> **What the task requires**
In the entries that follow, the line with "I'm not sure" opens the range and the line with "- [x] Documentation added." closes it; repeat that range exactly, both lines included.
Segment Open
PR #177, opened 2020-05-22
refactor light radius code and fix glitch that would allow sprint rad…

ronnie-dumesh:
…ius without sprinting

Previously, it was possible to press shift and ctrl together and then let go of ctrl that made a permenant light radius the size of the sprint radius

### DIFF
--- a/core/src/com/fallenflame/game/GameEngine.java
+++ b/core/src/com/fallenflame/game/GameEngine.java
@@ -778,10 +778,6 @@ public class GameEngine implements Screen, InputProcessor {
      * @param amount representing if the wheel scrolled down (1) or up (-1). Can only be those two values.
      * @return boolean saying if the event was handled*/
     public boolean scrolled (int amount) {
-        if(!isScreenActive()){
-            return true;
-        }
-
         return true;
     }
 
--- a/core/src/com/fallenflame/game/GameEngine.java
+++ b/core/src/com/fallenflame/game/GameEngine.java
@@ -692,15 +692,6 @@ public class GameEngine implements Screen, InputProcessor {
         if (Gdx.input.isKeyPressed(InputBindings.getBindingOf(InputBindings.Control.GO_DOWN))) {
             vertical -= 1.0f;
         }
-
-        //#region mouse wheel alternative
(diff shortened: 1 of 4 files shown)


core/src/com/fallenflame/game/GameEngine.java
```diff
@@ -790,12 +781,6 @@ public boolean scrolled (int amount) {
         if(!isScreenActive()){
             return true;
         }
-        if(amount == 1 && ALLOW_DEBUG){
```
lsizemore8, line 793: Why is this causing the bug/ This should never be true unless we have ALLOW_DEBUG, as the light radius was a useful debugger

core/src/com/fallenflame/game/LevelController.java
```diff
@@ -640,12 +640,13 @@ public void update(float dt) {
...
-        // If dying or dead, that's it. Don't update anything else.
+        // If player won or is dead, that's it. Don't update anything else.
         // (such as light, fog, enemies, etc)
-        if (player.isDead() || player.isDying() || player.hasWon()) return;
+        if (player.isDead() || player.hasWon()) return;
 
-        if (player.isWinning()) {
-            player.setLightRadius(player.getLightRadiusSprint()); //increase light radius to see fire buddy
+        //Update nothing except lights
+        if (player.isWinning() || player.isDying()) {
```
lsizemore8, line 648: If this happens when they're dying, you've now introduced a huge benefit to them, as they can see more as they die/get a lot more of their surrounding than intended

lsizemore8 (changes requested):
Light radius changes look good, dying going to max light radius does not (try level 8, you give away a whole lot w/ the max light radius with death)

core/src/com/fallenflame/game/GameEngine.java
```diff
@@ -790,12 +781,6 @@ public boolean scrolled (int amount) {
         if(!isScreenActive()){
             return true;
         }
```
lsizemore8: Just return true

lsizemore8 (approved):
Looks good

PR #178, opened 2020-05-22
Sound balance

stallop:
-Made it so constant noise doesn't loop. Instead has a 1/200 chance of playing on any frame, and then can't play until 125 more frames have passed (makes sure one enemy can't play the sound multiple times at once). Figured since we have fog now, sound isn't always necessary to tell where enemies in darkness are and should instead be used sparingly.
-Made it so enemies can't be heard unless you're decently close to them using the threshold value.
-Trimmed all the mp3 files so they don't have as much silence at the end. Still kept a little bit b/c it sounded weird with absolutely no pause before restarting.


BryanGraeser:
I'm not sure what the 1/200 purpose is, but I feel like this feels very inconsistent from a player's perspective. Sometimes the enemies make sounds, sometimes they don't with no real player-visible reason as to why. It also feels very weird for an enemy chasing you to make no noise, but other non-active enemies to be making noise (I think regardless of what we do enemies chasing you should be audible). I also found that when I played many enemies did not make any noise. 

Idk, in short it just feels too arbitrary. Sometimes everything sounds and plays good, sometimes I hear nothing. I would also check the background music volume (if you haven't)

BryanGraeser:
I like this better. Last thing: when an enemy chases you, often they chase at a distance where you can't hear them. This feels weird. Any way we can have chasing enemies' have a wider audio range?

PR #179, opened 2020-05-22
Sound balance

stallop:
move sound has a little more range


lsizemore8:
I think it's better. Maybe a little bit more, so it's a tad more of "something's always there", but it's good if not close

BryanGraeser (approved):
gtg

PR #181, opened 2020-05-22
page bug fixed

stallop:
I believe I fixed it, hopefully didn't break anything else in the process.


lsizemore8 (changes requested):
This breaks it. When you press "next", it now goes to the "last page", which is an empty page. When you press previous, it then shows the levels 11-16, and you can press the prev button again to get back to 1-10

lsizemore8 (approved):
Seems to work now

PR #9210, opened 2024-09-05
Remove TreeQueue Tree implementation

chencs:
#### What this PR does
This PR removes the legacy `TreeQueue` implementation of `Tree`, and the experimental `use-multi-algorithm-query-queue` flag which allowed operators to switch between `TreeQueue` and the new `MultiQueuingAlgorithmTreeQueue`. It leaves in place the `Tree` interface.

Fixes #<issue number>

#### Checklist

- [x] Tests updated.
- [x] Documentation added.


pkg/scheduler/queue/tenant_queues.go
```diff
@@ -203,23 +171,12 @@ func (qb *queueBroker) dequeueRequestForQuerier(
...
-	} else if itq, ok := qb.tree.(*MultiQueuingAlgorithmTreeQueue); ok {
-		queueNodeAfterDequeue := itq.GetNode(queuePath)
-		if queueNodeAfterDequeue == nil && len(qb.tenantQuerierAssignments.tenantNodes[string(tenantID)]) == 0 {
-			// queue node was deleted due to being empty after dequeue
-			qb.tenantQuerierAssignments.removeTenant(tenantID)
-		}
+	queueNodeAfterDequeue := qb.tree.GetNode(queuePath)
+	if queueNodeAfterDequeue == nil && len(qb.tenantQuerierAssignments.tenantNodes[string(tenantID)]) == 0 {
+		// queue node was deleted due to being empty after dequeue
+		qb.tenantQuerierAssignments.removeTenant(tenantID)
```
francoposa, line 177: Related to making `GetNode` part of the public tree interface:
not really worth tackling in this PR, but as we have moved more of the node state management back into the tree, I find myself more and more wanting to have the tree just delete the empty and report to the queueing algorithm that it did so - then each algorithm can update its internal state but not actually do the deleting.
Deleting the empty node is generally assumed to happen by all our implementations and interface dosctrings, but still has to be done by each algorithm implementation separately.

This is related to `GetNode` because this above is the only non-test usage of it, which could be eliminated if we just had the tree report that the node was deleted instead.
`GetNode` is a great thing to have for tests, but I don't really know if it belongs in the public interface in the long term, since we want all interactions from consumers of the interface to start at the root of the tree to work as expected.

chencs: I think this'll need a bit more discussion, yeah. I agree with some of your points, but no part of the tenantQuerierAssignments' `QueuingAlgorithm` implementation currently touches `tenantsByID`, and having it do so would (I think) greatly complicate the task of separating the many responsibilities `tenantQuerierAssignments` currently holds.

pkg/scheduler/queue/tenant_queues.go
```diff
@@ -99,23 +90,12 @@ func (qb *queueBroker) enqueueRequestBack(request *tenantRequest, tenantMaxQueri
...
-			itemCount += tenantNode.ItemCount()
-		}
-		if itemCount+1 > qb.maxTenantQueueSize {
-			return ErrTooManyRequests
-		}
+	itemCount := 0
+	for _, tenantNode := range qb.tenantQuerierAssignments.tenantNodes[string(request.tenantID)] {
+		itemCount += tenantNode.ItemCount()
+	}
+	if itemCount+1 > qb.maxTenantQueueSize {
```
francoposa, line 97: `if itemCount >= qb.maxTenantQueuSize` ?

chencs: The (+1) is the request we want to enqueue -- if enqueuing it would exceed the max tenant queue size, we should not enqueue it.

pkg/scheduler/queue/tenant_queues.go
francoposa: :+1: I sort of conflated two concepts:
1. Not making deleting the node the queue algorithm's responsibility
2. Reporting via `tree.Dequeue` return values to the caller that the queue path is now empty/gone so that the caller can do things `qb.tenantQuerierAssignments.removeTenant(tenantID)` without using the returned `queuePath` to reach down into the tree via `GetNode`, check for existence, then doing `removeTenant`

francoposa (approved):

pkg/scheduler/queue/tenant_queues.go
francoposa: It's just a simpler way of expressing the same thing (I think?) 
`if itemCount == qb.maxTenantQueueSize` means "is the queue is already full up, we cannot add anymore" - I just added `>=` for safety.

"Current item count plus one is greater than the limit" vs. "Current item count is already at the limit"

chencs: Oh I see what you mean; I guess it's up for debate which is easier to understand, I hadn't actually changed any logic here (the change is an indent since I got rid of a type assertion).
Segment Closed
> **Written response**
I'm not sure what the 1/200 purpose is, but I feel like this feels very inconsistent from a player's perspective. Sometimes the enemies make sounds, sometimes they don't with no real player-visible reason as to why. It also feels very weird for an enemy chasing you to make no noise, but other non-active enemies to be making noise (I think regardless of what we do enemies chasing you should be audible). I also found that when I played many enemies did not make any noise. 

Idk, in short it just feels too arbitrary. Sometimes everything sounds and plays good, sometimes I hear nothing. I would also check the background music volume (if you haven't)

BryanGraeser:
I like this better. Last thing: when an enemy chases you, often they chase at a distance where you can't hear them. This feels weird. Any way we can have chasing enemies' have a wider audio range?

PR #179, opened 2020-05-22
Sound balance

stallop:
move sound has a little more range


lsizemore8:
I think it's better. Maybe a little bit more, so it's a tad more of "something's always there", but it's good if not close

BryanGraeser (approved):
gtg

PR #181, opened 2020-05-22
page bug fixed

stallop:
I believe I fixed it, hopefully didn't break anything else in the process.


lsizemore8 (changes requested):
This breaks it. When you press "next", it now goes to the "last page", which is an empty page. When you press previous, it then shows the levels 11-16, and you can press the prev button again to get back to 1-10

lsizemore8 (approved):
Seems to work now

PR #9210, opened 2024-09-05
Remove TreeQueue Tree implementation

chencs:
#### What this PR does
This PR removes the legacy `TreeQueue` implementation of `Tree`, and the experimental `use-multi-algorithm-query-queue` flag which allowed operators to switch between `TreeQueue` and the new `MultiQueuingAlgorithmTreeQueue`. It leaves in place the `Tree` interface.

Fixes #<issue number>

#### Checklist

- [x] Tests updated.
- [x] Documentation added.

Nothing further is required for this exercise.